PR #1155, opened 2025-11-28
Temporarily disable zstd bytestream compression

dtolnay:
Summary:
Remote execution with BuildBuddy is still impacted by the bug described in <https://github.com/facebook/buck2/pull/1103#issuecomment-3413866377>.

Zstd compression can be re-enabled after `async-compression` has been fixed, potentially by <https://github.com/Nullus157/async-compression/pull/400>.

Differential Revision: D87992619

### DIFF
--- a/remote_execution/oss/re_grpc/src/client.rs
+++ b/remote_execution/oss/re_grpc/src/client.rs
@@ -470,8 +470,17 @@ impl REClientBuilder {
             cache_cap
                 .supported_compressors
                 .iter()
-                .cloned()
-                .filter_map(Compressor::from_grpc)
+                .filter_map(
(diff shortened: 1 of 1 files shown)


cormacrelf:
= = =
■ EXERCISE BRIEF: Copy out all of the records verbatim.

■ RESPONSE BOX:
PR #1155, opened 2025-11-28
Temporarily disable zstd bytestream compression

dtolnay:
Summary:
Remote execution with BuildBuddy is still impacted by the bug described in <https://github.com/facebook/buck2/pull/1103#issuecomment-3413866377>.

Zstd compression can be re-enabled after `async-compression` has been fixed, potentially by <https://github.com/Nullus157/async-compression/pull/400>.

Differential Revision: D87992619

### DIFF
--- a/remote_execution/oss/re_grpc/src/client.rs
+++ b/remote_execution/oss/re_grpc/src/client.rs
@@ -470,8 +470,17 @@ impl REClientBuilder {
             cache_cap
                 .supported_compressors
                 .iter()
-                .cloned()
-                .filter_map(Compressor::from_grpc)
+                .filter_map(
(diff shortened: 1 of 1 files shown)


cormacrelf:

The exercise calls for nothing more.